Can you recommend a radio trigger?


----------



## qleak (Mar 19, 2015)

Joe McNally is a big fan of stringing a ton of TTL cables to another flash used to trigger the ones in other rooms.

I personally believe he's paid by nikon to sell multiple flash units when you could do the same for cheaper with a studio head. *Edit: *or radio triggers


----------



## tirediron (Mar 19, 2015)

Weissman said:


> Thank you for your reply!
> Would it work to use the Yongnuo's as slaves, while keeping the Canon Speedlight on camera?Yes.  You will need to purchase a trigger which has an integrated hot shoe.
> Can the Yon's be manually throttled down to fire 1/2, 1/4, 1/8 power? Do you know their Guide #?Yes.  Depends on model; they have many.
> Can you recommend a radio trigger? Visit their website, see which one(s) meet your requirement in terms of featureset and price.


 I'm sure there are others who will be along shortly to offer specific suggestions on models.


----------



## beachrat (Mar 19, 2015)

Many,many people will suggest the Yongnuos,and I have no reason to dispute them as I have never used them.
I will,however,advise against any of the Cactus triggers or transceivers.
They absolutely fell apart after some normal to heavy use. I had 5 of them and they all had problems with the battery doors and fittings were really sloppy and failed on a regular basis.

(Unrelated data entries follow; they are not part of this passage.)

PR #3714, opened 2026-07-23
Reject changelog bundles whose target diverges from entry targets

vishaangelova:
## Problem

A serverless breaking-change rendered on the public site under **July 20, 2027** (a year in the future): https://www.elastic.co/docs/release-notes/cloud-serverless/breaking-changes#july-20-2027

Root cause: the CDN bundle `bundle/cloud-serverless/elasticsearch-2026-07-20.yaml` had a bundle-level product target of `2027-07-20`, even though its filename, `release-date`, and **every one of its entries** declared `cloud-serverless` target `2026-07-20`. The `{changelog}` directive derives its date heading from `bundle.Products[0].Target` (`BundleLoader.GetVersionFromBundle`), so the whole bundle rendered under the wrong year.

The defect was possible because `BundleBuilder.BuildProducts` takes the bundle-level product target **verbatim** from the release-version argument (`--output-products` / profile `{version}`) and never validates it against the targets the entries themselves declare.

cc: @lcawl @cotti 

## Fix

Add a guardrail in `BundleBuilder.BuildBundle`: if a bundle-level product target is inconsistent with the targets its own entries declare for that same product, the build fails (returns an invalid result, so no bundle is written and the publish job fails loudly).

Compatibility is intentionally lenient in one direction to avoid false positives:

- A coarser bundle target may be a **component-prefix** of a finer entry target — e.g. a monthly rollup `2026-05` covering an entry dated `2026-05-15`. ✅ allowed
- Genuine divergence is rejected — e.g. `2027-07-20` vs `2026-07-20`, or `9.5.0` vs `9.6.0`. ❌ error

Entries whose product carries no target, or a product the bundle doesn't declare, are not compared.

## Tests

Adds `BundleTargetConsistencyTests`:
- divergent target (the real-world `2027` vs `2026` case) → bundle fails with a descriptive error, no file written
- coarser prefix (`2026-05` over `2026-05-15`) → succeeds
- exact match (`9.5.0`) → succeeds

Full `Elastic.Changelog.Tests` suite passes (807 tests).

## Note

This prevents recurrence. The already-published CDN bundle still needs to be corrected separately (re-publish the cloud-serverless bundle for `elasticsearch` with the correct `2026-07-20` target, then invalidate the CDN cache).

### DIFF
--- a/src/services/Elastic.Changelog/Bundling/BundleBuilder.cs
+++ b/src/services/Elastic.Changelog/Bundling/BundleBuilder.cs
@@ -46,6 +46,19 @@ public class BundleBuilder
 			};
 		}
 
+		// Guard against a bundle-level target that disagrees with the targets its own entries declare
+		// for the same product (for example a release version typed as 2027-07-20 while every entry says
+		// 2026-07-20). The bundle-level target drives the rendered release date, so a mismatch silently
+		// publishes entries under the wrong version/date. Refuse to build the bundle in that case.
+		if (!ValidateProductTargetConsistency(collector, bundledProducts, entries))
+		{
+			return new BundleBuildResult
+			{
+				IsValid = false,
+				Data = null
+			};
+		}
+
 		var bundledData = new Bundle
 		{
 			Products = bundledProducts,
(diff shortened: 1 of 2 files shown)


vishaangelova:
It seems this PR might be irrelevant if we don’t need to use `docs-builder changelog upload` any longer?

Mpdreamz:
@vishaangelova i believe so, also the changelog targets are aspirational (primarely used for future feature where we can share release notes ahead of time). I believe this makes them being different from the bundle target a feature not a bug..

Thanks for taking the time though, looking forward to more PR's! 😸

I wound up with used,perfect condition,(and in some peoples eyes outdated) Pocket Wizard Plus units. No ttl,no auto anything and they have been flawless for what I need. 2 transmitters and 4 receivers for less than $300.
90% of what I do is web viewed product so I use a lot of lights and even more foamcore.


----------



## Weissman (Mar 19, 2015)

Thank you TiredIron. Which model can be radio controlled?


----------



## Weissman (Mar 19, 2015)

beachrat said:


> Many,many people will suggest the Yongnuos,and I have no reason to dispute them as I have never used them.
> I will,however,advise against any of the Cactus triggers or transceivers.
> They absolutely fell apart after some normal to heavy use. I had 5 of them and they all had problems with the battery doors and fittings were really sloppy and failed on a regular basis.
> 
> ...



Beachrat: Thank you for suggestions. I don't need anything fancy, just fully manual with 1/2, 1/4, 1/8, etc. power options & high GN. I'm new to this, so am unclear just what equipment I need. I have a Canon IOS, Canon Speedlight 430EX on camera, want 2 slave operated flashes radio triggered, but in sync, of course.
Ideas?


----------



## Braineack (Mar 20, 2015)

Amazon.com Yongnuo 2 Sets RF-603 2.4GHz Radio Wireless Remote Flash Trigger C1 for CANON Camera Photo


----------



## Weissman (Mar 20, 2015)

Everyone: Thank you for your help. Just don't want to invest in a system that won't work & I have no experience with slaved flashes.
Looking at the Nissin Speedite Di622 Mark II Flash System For Canon because it does not require the extra equipment of radio transmitters & receivers. It features a wireless slave mode. 
Scenario: on-camera master flash (Canon Speedlight 430EX) in corner of living room, bounding off ceiling. Slave flash around the corner in adjacent dining room. No line of sight. Do you think this will work?


----------



## Weissman (Mar 20, 2015)

Don't want to invest in a system that won't work & I have no experience with slaved flashes.
Looking at the Nissin Speedite Di622 Mark II Flash System For Canon because it does not require the extra equipment of radio transmitters & receivers. It features a wireless slave mode. 
Scenario: on-camera master flash (Canon Speedlight 430EX) in corner of living room, bounding off ceiling. Slave flash around the corner in adjacent dining room. No line of sight. Do you think this will work? YouTube video on the Nissin mentions having to set the "Master flash channel." Can that be done on a Canon Speedlight 430EX? If so, how?


----------



## Designer (Mar 20, 2015)

Weissman said:


> Everyone: Thank you for your help. Just don't want to invest in a system that won't work & I have no experience with slaved flashes.
> Looking at the Nissin Speedite Di622 Mark II Flash System For Canon because it does not require the extra equipment of radio transmitters & receivers. It features a wireless slave mode.
> Scenario: on-camera master flash (Canon Speedlight 430EX) in corner of living room, bounding off ceiling. Slave flash around the corner in adjacent dining room. No line of sight. Do you think this will work?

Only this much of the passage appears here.